If every time they wake her up they either put an "H" ball in the bucket or a "T" ball in the bucket. Each game will either (Heads) result in one "H" ball or (Tails) two "T" balls in the bucket. For 1000 games there should be, on average, 500 "H" and 1000 "T", so the ratio is 1/3. This is what she should guess.

You're preaching to choir with me.

Quote:ps - I can't see the paradox with this.

In the future, if I write about this, I'll call it a puzzle instead. Other sources refer to it as a "paradox" because it seems counter-intuitive that the answer is anything about 1/2. However, I don't see how the 1/2 side holds any water. Much like Alan's two-dice puzzle, just because so many people are wrong, doesn't mean the right answer should have any doubt.

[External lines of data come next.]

PR #1504, opened 2025-05-02
fix(frontend/backend): block sender and Screen email (dislike email) not working

christer77:
1. For email server that supports Sieve, opening a message, in the headers section try to click "Block Sender".
A php error is returned in the server logs.

2. When you click on dislike email, there are 2 behaviors that are random:
- sometimes the page reloads again
- If the page does not reload, there is a PHP error is returned.

PHP error "Fatal error: Uncaught TypeError: array_key_exists(): Argument #2 ($array) must be of type array, stdClass given in"

### DIFF
--- a/modules/sievefilters/functions.php
+++ b/modules/sievefilters/functions.php
@@ -285,13 +285,13 @@ if (!hm_exists('get_sieve_client_factory')) {
 }
 
 if (!hm_exists('prepare_sieve_script ')) {
-    function prepare_sieve_script ($script, $index = 1, $action = "decode")
+    function prepare_sieve_script ($script, $index = 1, $action = "decode", $object_to_array = true)
     {
         $blocked_list = [];
         if ($script != '') {
             $base64_obj = str_replace("# ", "", preg_split('#\r?\n#', $script, 0)[$index]);
             if ($action == "decode") {
-                $blocked_list = json_decode(str_replace("*", "", base64_decode($base64_obj)));
+                $blocked_list = json_decode(str_replace("*", "", base64_decode($base64_obj)), $object_to_array);
             } else {
                 $blocked_list = json_encode(base64_decode($base64_obj));
             }
--- a/modules/imap/output_modules.php
+++ b/modules/imap/output_modules.php
@@ -77,7 +77,7 @@ class Hm_Output_imap_custom_controls extends Hm_Output_Module {
             }
             if ($this->get('folder')) {
                 if ($this->get('screen_emails')) {
-                    $custom .= '<a title="Disike" href="#" class="screen-email-unlike"><i class="bi bi-hand-thumbs-down-fill"></i></a><a title="Like" href="#" class="screen-email-like"></i><i class="bi bi-hand-thumbs-up-fill"></i></a>';
+                    $custom .= '<span title="Disike" class="screen-email-unlike cursor-pointer"><i class="bi bi-hand-thumbs-down-fill"></i></span><span title="Like" class="screen-email-like cursor-pointer"></i><i class="bi bi-hand-thumbs-up-fill"></i></span>';
                     if ($this->get('move_messages_in_screen_email')) {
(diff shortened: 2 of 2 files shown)


modules/sievefilters/functions.php
```diff
@@ -285,13 +285,13 @@ function get_sieve_client_factory($site_config)
 }
 
 if (!hm_exists('prepare_sieve_script ')) {
-    function prepare_sieve_script ($script, $index = 1, $action = "decode")
+    function prepare_sieve_script ($script, $index = 1, $action = "decode", $object_to_array = true)
```
kroky, line 288: It is better to standardize this - either always return objects or arrays when decoding. Also checking calling code that it works fine with whatever type you choose to use here.

marclaporte:
@christer77 Please resolve conflicts.

christer77:
Hello @kroky , 

there is something that happened here that I didn't understand. 
The report indicates that I closed it while it wasn't me. 

Do you understand?

marclaporte:
Hmmm, weird. It now says "Files changed" is 0.

modules/imap/handler_modules.php
```diff
@@ -260,6 +261,23 @@ public function process() {
...
                     $form['imap_move_to'] = $parts[0] ."_". $parts[1] ."_".bin2hex($screen_folder);
+                    $imap_move_ids = explode(",", $form['imap_move_ids']);
+
+                    foreach ($imap_move_ids as $imap_msg_id) {
+                        $array_imap_msg_id = explode("_", $imap_msg_id);
+                        if (isset($array_imap_msg_id[2])) {
+                            
+                            $msg_header = $mailbox->get_message_headers(hex2bin($array_imap_msg_id[3]), $array_imap_msg_id[2]);
+                            
+                            $test_pattern = "/(?:[a-z0-9!#$%&'*+=?^_`{|}~-]+(?:\.[a-z0-9!#$%&'*+=?^_`{|}~-]+)*|\"(?:[\x01-\x08\x0b\x0c\x0e-\x1f\x21\x23-\x5b\x5d-\x7f]|\\[\x01-\x09\x0b\x0c\x0e-\x7f])*\")@(?:(?:[a-z0-9](?:[a-z0-9-]*[a-z0-9])?\.)+[a-z0-9](?:[a-z0-9-]*[a-z0-9])?|\[(?:(?:25[0-5]|2[0-4][0-9]|[01]?[0-9][0-9]?)\.){3}(?:25[0-5]|2[0-4][0-9]|[01]?[0-9][0-9]?|[a-z0-9-]*[a-z0-9]:(?:[\x01-\x08\x0b\x0c\x0e-\x1f\x21-\x5a\x53-\x7f]|\\[\x01-\x09\x0b\x0c\x0e-\x7f])+)\])/";
```
kroky: Where do you get this from? Can we move it to a constant or make it a global config that we can easily update in the future? Isn't it better to use mail-mime-parser or another lib to extract the address part of the from header and use that instead of relying on a complex regular expressions that might miss something?

christer77: Noted

kroky:
@christer77 I am not sure about closing - shouldn't happen automatically. Overall, this looks good - just one comment added.

modules/core/functions.php
```diff
@@ -777,3 +777,16 @@ function getSettingsSectionOutput($section, $sectionLabel, $sectionIcon, $settin
...
     return $res;
 }
+
+/**
+ * @subpackage imap/functions
+ */
+if (!hm_exists('extract_email_adress')) {
+    function extract_email_adress($str)
+    {
+        if (preg_match("/^(.*?) <(.*?)>$/", $str, $matches)) {
```
kroky: I believe a simple email address without the name and enclosing tags is also a valid address, so we should consider using that too. Didn't you find a suitable function already present in the libs we are using?

christer77: If you are right, I could find process_address_fld

kroky: Yes, that or addr_parse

I would consider that a substantial "rewording." Its as if you claim you are going to flip a fair coin numerous times but will count each "heads" double what you will count a "tails" when you tally the results. Then you act as if that changes what a "perfect logician" should predict as the probability of whether a toss is heads or tails.Quote:WizardSince what is being asked is a bit vague, let me offer a rewording, which the 1/2 camp may take issue with.

Did I miss something somewhere?

How's this for a rewording:

I will flip a fair coin numerous times. If a result is tails, I will record "1" in the tails column. If the result is heads, I will record a variable number in the heads column. That number will be biased, but you will have no information as to how I determine the bias. Your assignment is to determine which column will receive the higher total at the end of the flips. How do you come up with the answer if you are a "perfect logician"?

Seems like a wasted effort, not what I consider a paradox.

Then again, I'm always wrong on these apparently simple odds questions!

EDIT: I didn't read the rewording or anyone else's answers. My answer relates to the OP.

The girl (perfect logician) will be informed fully of the rules. She will then be placed in a trace, and a fair coin will be flipped one time. If it is heads, she will be executed in her sleep. If it is tails, she will be awakened and asked what the probability was for a heads result.

Under that wording, I think her answer would/should be: "The probability of heads was and is 50%. In this particular trial, the actual result appears to have been tails."